Academic Clinical Fellowships

What is an Academic Clinical Fellow?

These are clinical specialty entry-level posts lasting for 3 years (or 4 years for GP trainees) during which 25% of the fellow's time is spent on academic work. They are available to candidates with appropriate FY2 and/or CT experience for the specialty concerned. Trainees are assigned to appropriate clinical and academic supervisors, the former will be responsible for establishing the fellow's initial specialty training programme and the latter the development of their research.

The key aim of this phase will be to develop a research area suitable for a PhD project and to apply for external funding to undertake this research. In Leicester we will target fellows towards areas of research strength and require them to produce and submit a systematic review of their area of research for peer reviewed publication within the first two years.
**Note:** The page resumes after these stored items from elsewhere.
PR #9168, opened 2020-10-13
feat!: don't support disabled for lit id elements

### LINKED ISSUE #9152: Throw when detecting disabled attribute for lit templates
Follow up for #8973 which was reverted by #9136 abandoned.

Since there is no good way to support mapping `disabled` attribute for `setEnabled(false)` for `@Id`-mapped components in a lit template and the expected low added value for the high cost to make it work right, we should instead properly discourage users from using `disabled` attribute for components that are Id-mapped in lit templates.

Thus when parsing the disabled attribute value, we should instead throw an exception with clear message stating that "Instead of using the disabled attribute in the template xyz.ts on row 123, you should instead disable the component from Java logic with setEnabled(false)" or similar. The docs should be updated too.

For polymer templates, it can be an attribute that is read to server side memory (starting from v18).

caalador:
LitTemplate will throw an exception for an id-mapped
component with the disabled attribute informing to use
the server side setEnabled(false) to disable mapped element.

Fixes #9152


denis-anisimov (changes requested):
This solution puts the logic specific for `disabled`  attribute inside `LitTemplateInitializer` whose essence is more generic and I would say it should not know anything about any specific attribute.

I suggest to reuse the ready-made "local framework" which allows to apply any logic for any template attribute generally:
please see `InjectableLitElementInitializer`  and its superclass `AbstractInjectableElementInitializer`.
The latter class has mechanism which applies different strategies per attrtibute.
The strategies are registered via `createStategies`.

I suggest: 
- remove `DisabledInitializationStrategy` from the superclass.
- either  override `accept`  in subclass 
- or make `initialize` protected in the superclass and override it in the subclasses (looks a better solution)

then just implement the method so that if handles `disabled`  properly.

Then one more question: how this attribute should be handled in Polymer templates ?
The question needs to get an answer because Polymer `InjectablePolymerElementInitializer` class needs to have its own impl.
I'm fine to solve polymer related question in a separate PR but the current behavior should be reverted (and will be if  `DisabledInitializationStrategy`  is dropped).

caalador:
The problem with moving it into the injectable initializer is that then we only see the single element instead of being able to catch all for this template. Knowing coders they will only fix that one instance that is thrown for and not check for others in the same file.
Thus I would rather move the validation to `LitTemplateDataAnalyzer` where we do have all the data available.

For Polymer I read `For polymer templates, it can be an attribute that is read to server side memory (starting from v18).`  as just having it as is now. But I can drop the strategy ofc and have it be handled as just another attribute.

denis-anisimov:
> The problem with moving it into the injectable initializer is that then we only see the single element instead of being able to catch all for this template. Knowing coders they will only fix that one instance that is thrown for and not check for others in the same file.
> Thus I would rather move the validation to `LitTemplateDataAnalyzer` where we do have all the data available.
Hmm....
The point is correct.
But. But.
Not sure whether this worth it.....

I know that reading the long exception message is extremely hard. The message should be very short. Then I immediately see the problem.
When exception message is long then I'm simply is not able to catch everything what's in the message and will miss something anyway.......
That happens for me e.g. in our `ClassesSerializableTest` : the message is so long that it's easier to rerun test every time after fixing on issue.

On the other hand code-wise the isolation is better for sure than storing the code inside `LitTemplateDataAnalyzer`.

I don't know. May be good to ask a third opinion.... I would like to decouple `disabled` attribute logic from `LitTemplateDataAnalyzer`  for sure. Most likely `disabled`   attribute will be used so rarely that it's worth to keep code isolated vs better UX with the exception....
> 
> For Polymer I read `For polymer templates, it can be an attribute that is read to server side memory (starting from v18).` as just having it as is now. But I can drop the strategy ofc and have it be handled as just another attribute.

Do we have tests for that ? I haven't checked this in details.
I'm pretty sure that if you haven't removed `DisabledInitializationStrategy` and haven't done any changes in Polymer template related classes then `disabled`  will call `setEnabled(false)` for Polymer template which should not be done at least.
`DisabledInitializationStrategy` removal should fix this but then we need a specific test for `disabled` in polymer template

caalador:
Lets validate per mapped component and look into multi handling if it is felt like it would be needed later.

denis-anisimov (approved):

denis-anisimov:
> Lets validate per mapped component and look into multi handling if it is felt like it would be needed later.

Agreed.

PR #9171, opened 2020-10-14
Make LitTemplateParserImpl public. Fixes #9169

### LINKED ISSUE #9169: Please make LitTemplateParserImpl public
Vaadin 18.0.0.alpha1. Please make LitTemplateParserImpl public otherwise it's really hard to hook into the template loading mechanism.

mvysny:
Fixes #9169

### DIFF
--- a/flow-lit-template/src/main/java/com/vaadin/flow/component/littemplate/LitTemplateParser.java
+++ b/flow-lit-template/src/main/java/com/vaadin/flow/component/littemplate/LitTemplateParser.java
@@ -15,6 +15,7 @@
  */
 package com.vaadin.flow.component.littemplate;
 
+import com.vaadin.flow.component.littemplate.internal.LitTemplateParserImpl;
 import org.jsoup.nodes.Element;
 
 import com.vaadin.flow.di.Instantiator;
--- a/flow-lit-template/src/main/java/com/vaadin/flow/component/littemplate/LitTemplateParserImpl.java
+++ b/flow-lit-template/src/main/java/com/vaadin/flow/component/littemplate/LitTemplateParserImpl.java
@@ -57,7 +57,7 @@ import elemental.json.JsonObject;
  *
  * @see BundleLitParser
  */
-class LitTemplateParserImpl implements LitTemplateParser {
+public class LitTemplateParserImpl implements LitTemplateParser {
 
     private static final LitTemplateParser INSTANCE = new LitTemplateParserImpl();
 
--- a/flow-lit-template/src/main/java/com/vaadin/flow/component/littemplate/internal/LitTemplateParserImpl.java
+++ b/flow-lit-template/src/main/java/com/vaadin/flow/component/littemplate/internal/LitTemplateParserImpl.java
@@ -13,7 +13,7 @@
  * License for the specific language governing permissions and limitations under
  * the License.
  */
-package com.vaadin.flow.component.littemplate;
+package com.vaadin.flow.component.littemplate.internal;
 
 import java.io.IOException;
 import java.io.InputStream;
@@ -24,6 +24,9 @@ import java.util.Locale;
 import java.util.concurrent.locks.ReentrantLock;
 import java.util.stream.Collectors;
 
+import com.vaadin.flow.component.littemplate.BundleLitParser;
+import com.vaadin.flow.component.littemplate.LitTemplate;
+import com.vaadin.flow.component.littemplate.LitTemplateParser;
 import org.jsoup.UncheckedIOException;
 import org.jsoup.nodes.Element;
 import org.slf4j.Logger;
@@ -73,7 +76,7 @@ public class LitTemplateParserImpl implements LitTemplateParser {
     protected LitTemplateParserImpl() {
     }
 
-    static LitTemplateParser getInstance() {
+    public static LitTemplateParser getInstance() {
         return INSTANCE;
     }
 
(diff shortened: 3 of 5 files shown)


denis-anisimov (commented):
What's the purpose of having `LitTemplateParserImpl` `public`?

It has been done package local in purpose: `public` opens API and allows it to use by everyone. It's not API and may be needed only in special cases.
One such special case is testing. For that reason I made a proper way to instantiate the parser via factory and restricted visibility to package local.
In case of testing the package structure is not really important and you may just put your subclass in your own module into the same package and extend this class without any problems.

So in case there are no other cases except testing there is no need to make this `public`.
If there are other cases, then:
  - please let me know such cases
  - the class should be moved into some `internal`  package which indicates that this class is not supposed to be used externally (there was no such need if it's package local).

mvysny:
Karibu-Testing needs to patch into the `LitTemplateParserImpl` loading mechanism, to load the js/ts files from the local filesystem. That requires to extend the `LitTemplateParserImpl` class and override the `LitTemplateParserImpl.getSourcesFromTemplate()` function.

> In case of testing the package structure is not really important and you may just put your subclass in your own module into the same package and extend this class without any problems.

Yes, this hack can be used to make `LitTemplateParserImpl` effectively public. This hack can indeed be used. Unfortunately, with Karibu-Testing the situation is a bit more complex.

The reason is that Karibu-Testing compiles against Vaadin 14 in order to be always compatible with the latest LTS. In order to extend a Vaadin 18 class, a ByteBuddy dynamic extension mechanism needs to be used, which then fails with `IllegalAccessError... cannot access its superclass`.

Possible solutions:
1. Make `LitTemplateParserImpl` public
2. Make ByteBuddy generate the overriding class into the `com.vaadin.flow.component.littemplate` package and use `ClassLoadingStrategy.Default.INJECTION` - under testing.
3. Make Karibu-Testing compile against Vaadin 18 but test against Vaadin 14. Tricky, but will get rid of ByteBuddy hacks.

> So in case there are no other cases except testing there is no need to make this public.

Yeah, probably no other use-case. I can't picture anyone wishing to tinker with this loading mechanism. However, if someone does, then it's quite hard: `LitTemplateParserImpl` contains lots of code that needs to either be copied, or extended. The former is fragile (what if the class changes), the latter is hard (the `LitTemplateParserImpl` was not designed to be extensible, also it's package-private).

mvysny:
Fair enough, yeah the pure interface approach would make more sense. Thank you for explanation.

That being said, LitTemplateParserImpl contains a lot of logic which every implementor of LitTemplateParser will need (the annotation parsing+iteration). To be extra clean, we should extract some of the code into a helper classes or some kind of SPI layer. Alternatively, another factory for just locating the template file would be handy to have - then both `LitTemplateParserImpl.getSourcesFromTemplate(String tag, String url)` and NpmParser would delegate to that factory.

> Is the option 2 really that hard ? I would go with it unless it's extremely cumbersome.

I have found a way to configure ByteBuddy to be able to work, so option 2 is viable, code-wise. However, what about security? Java 9 Module mechanism prevents exactly this kind of 'split package' scenario: https://www.logicbig.com/tutorials/core-java-tutorial/modules/split-and-private-package.html .

denis-anisimov:
I didn't know about Java 9 module security (but I'm glad that they implemented this now : I never liked that package visibility could be broken so easily).

OK, then please :
- keep the class `public`
- move it to some `internal` package.

The question how to make this impl eligible for reusing is more complicated and it's not clear whether this is really necessary.
So let's not solve it now.

mvysny:
> The question how to make this impl eligible for reusing is more complicated and it's not clear whether this is really necessary.
So let's not solve it now.

I agree. For my purposes it's enough if I can extend the `LitTemplateParserImpl` class - no need for additional SPI. And you're right - nobody else wanted this feature so far, so no need to bother with SPIs and stuff.

@denis-anisimov just that I understand correctly: should I move the `LitTemplateParserImpl` class into the `com.vaadin.flow.component.littemplate.internal` package and keep it in the `flow-lit-template` Maven module?

denis-anisimov:
Yes, `com.vaadin.flow.component.littemplate.internal` I think is the proper package name.
Sure, keep it inside the same module. This functionality is lit related only.

denis-anisimov (approved):

mvysny:
@denis-anisimov one test failed:

```
java.lang.AssertionError: com.vaadin.flow.component.littemplate.internal.LitTemplateParserImpl
	at com.vaadin.flow.testutil.ClassesSerializableTest.serializeAndDeserialize(ClassesSerializableTest.java:336)
	at com.vaadin.flow.testutil.ClassesSerializableTest.classesSerializable(ClassesSerializableTest.java:308)
Caused by: java.io.NotSerializableException: com.vaadin.flow.component.littemplate.internal.LitTemplateParserImpl
	at java.io.ObjectOutputStream.writeObject0(ObjectOutputStream.java:1184)
	at java.io.ObjectOutputStream.writeObject(ObjectOutputStream.java:348)
	at com.vaadin.flow.testutil.ClassesSerializableTest.serializeAndDeserialize(ClassesSerializableTest.java:232)
	at com.vaadin.flow.testutil.ClassesSerializableTest.serializeAndDeserialize(ClassesSerializableTest.java:334)
	... 26 more
```

However, I don't think `LitTemplateParserImpl` should be made serializable... Could you let me know how to exclude LitTemplateParserImpl from the serialization test please?

caalador:
@mvysny See `LitClassesSerializableTest` in the module

denis-anisimov (approved):

Issue #9005, opened 2020-09-11
Including flow server as a dependency breaks custom spring webmvc configuration


masc3d:
### Description of the bug

Merely including `flow-server` as a  dependency breaks custom spring config via `@EnableWebMvc`

### Minimal reproducible example

Here's a custom webmvc example for serving static resources

```
@Configuration
@Lazy(false)
@EnableWebMvc
class WebConfiguration : WebMvcConfigurer {
    override fun addResourceHandlers(registry: ResourceHandlerRegistry) {
        super.addResourceHandlers(registry.apply {
            // resource handler for static swagger-ui
            addResourceHandler("/rs/**")
                .addResourceLocations("classpath:/webapp/rs/")

            // resource handler for images
            addResourceHandler("/img/**")
                .addResourceLocations("classpath:/webapp/img/")

            // resource handler for icons
            addResourceHandler("/icon/**")
                .addResourceLocations("classpath:/webapp/icon/")
        });
    }

    override fun addViewControllers(registry: ViewControllerRegistry) {
        super.addViewControllers(
            registry.apply {
                // redirect(s) to index-html
                addRedirectViewController("/rs", "/rs/index.html")
                addRedirectViewController("/rs/", "/rs/index.html")
                addRedirectViewController("/rs/internal", "/rs/internal/index.html")
                addRedirectViewController("/rs/internal/", "/rs/internal/index.html")
            }
        )
    }
}
```

### Expected behavior

Custom webmvc config should not be adversely affected.
Also, when not including `vaadin-spring` or excluding its auto configuration, vaadin should not interfere with spring at all.

### Actual behavior

Just by including `flow-server` as a dependency custom webmvc setup stops working and fetching a static resource will yield:

```
Resolved [org.springframework.web.HttpRequestMethodNotSupportedException: Request method 'GET' not supported]
15:07:18.006 [mt-6] DEBUG o.s.web.servlet.DispatcherServlet - Completed 405 METHOD_NOT_ALLOWED
```

### Versions:
    - Vaadin / Flow version: 17.0.1
    - Java version: 14.0.2
    - OS version: macos-10.15.6
    - Browser version (if applicable): -
    - Application Server (if applicable): -
    - IDE (if applicable): IJ

### Sidenotes
* This issue did not occur with vaadin-14.2.0
* Spring configurations / controllers in non-spring artifact `flow-server` seem to be misplaced

haijian-vaadin:
[...]

PR #9172, opened 2020-10-14
fix: only register endpoint request handler when endpoint presents

haijian-vaadin:
Fixes https://github.com/vaadin/flow/issues/9005

For a non-boot Spring application or a Spring Boot application with auto-configuration disabled (e.g. when using `@EnableWebMvc`), Vaadin registers a request handler with mapping `/{endpoint}/{method}`. Note the connect prefix is not added in this case, since it relies on Spring Boot auto-configuraiton.

So it's better for users who are using endpoints, we don't register the endpoint request handler.

Test is in https://github.com/vaadin/spring/pull/672

### DIFF
--- a/flow-server/src/main/java/com/vaadin/flow/server/Constants.java
+++ b/flow-server/src/main/java/com/vaadin/flow/server/Constants.java
@@ -412,6 +412,8 @@ public final class Constants implements Serializable {
     // Non-default port currently not supported (#7970)
     public static final int SPRING_BOOT_DEFAULT_LIVE_RELOAD_PORT = 35729;
 
+    public static final String VAADIN_ENDPINT_ENABLED = "endpoint.enabled";
+
     private Constants() {
         // prevent instantiation constants class only
     }
--- a/flow-server/src/main/java/com/vaadin/flow/server/Constants.java
+++ b/flow-server/src/main/java/com/vaadin/flow/server/Constants.java
@@ -412,8 +412,6 @@ public final class Constants implements Serializable {
     // Non-default port currently not supported (#7970)
     public static final int SPRING_BOOT_DEFAULT_LIVE_RELOAD_PORT = 35729;
 
-    public static final String VAADIN_ENDPINT_ENABLED = "endpoint.enabled";
-
     private Constants() {
         // prevent instantiation constants class only
     }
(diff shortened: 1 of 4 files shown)


flow-server/src/main/java/com/vaadin/flow/server/connect/VaadinConnectController.java
```diff
@@ -94,6 +97,7 @@
 @RestController
 @Import({ VaadinConnectControllerConfiguration.class,
         VaadinEndpointProperties.class })
+@ConditionalOnProperty(value = VAADIN_ENDPINT_ENABLED, havingValue = "true")
```
knoobie, line 100: Just a question; would it be better to use Custom Conditional to only activate the controller if the `@Endpoint` annotation is used? Or is this over-engineered because you guys think about removing spring? https://reflectoring.io/spring-boot-conditionals/#custom-conditions

haijian-vaadin: Hi @knoobie, thanks for the comment. I was also thinking about using a Custom Condition in the beginning, but then realized that we are already scanning the Endpoints at build time, so we can just reuse that instead of having another check in a custom condition.

Also for an extreme case, if there is only one class that has `@Endpoint` annotation, but without any public methods, then the annotation scanning-based custom condition would still active the Vaadin controller while the solution in this PR won't.

Another big reason is what you mentioned, we might remove the spring dependency in the future, so the check won't be necessary, thus like to have a minimal effort solution.

flow-server/src/main/java/com/vaadin/flow/server/Constants.java
```diff
@@ -412,6 +412,8 @@
     // Non-default port currently not supported (#7970)
     public static final int SPRING_BOOT_DEFAULT_LIVE_RELOAD_PORT = 35729;
 
+    public static final String VAADIN_ENDPINT_ENABLED = "endpoint.enabled";
```
joheriks, line 415:
```suggestion
    public static final String VAADIN_ENDPOINT_ENABLED = "endpoint.enabled";
```
There's a typo in the constant. BTW, should it be a public constant (from API maintenance point of view this means it can't easily be removed or renamed later) or could it be put inside `com.vaadin.flow.server.connect` (e.g., within an `internal` package)?

joheriks (changes requested):

flow-server/src/main/java/com/vaadin/flow/server/Constants.java
haijian-vaadin: Very good point, instead of create a new internal package inside `connect`, I reused a flow internal package and added a new InternalConstants, please help to take another look

joheriks: 👍. Looks like the imports may need updating.

haijian-vaadin: Good spot, thanks. Thought VS Code would have done that automatically for me.

joheriks (approved):

joheriks (approved):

This will be a key step towards obtaining a full time research fellowship to support their PhD studies.

Congratulations to Dr Sohaib Rufai, one of our ACF in Ophthalmology, who won the national Bayer ROSES Audit Award 2016.

Training in Leicester

Here is what is expected during each year of the scheme:

  • Year 1 - Undertake two MRes Clinical Sciences modules
  • Year 2 - Complete a systematic review and obtain pilot data/perform preliminary studies to support a future fellowship applications.
  • Year 3 - Submit fellowship application and complete MRes dissertation

Trainees will be have an academic review annually which feeds into their Annual Review of Competence Progression.  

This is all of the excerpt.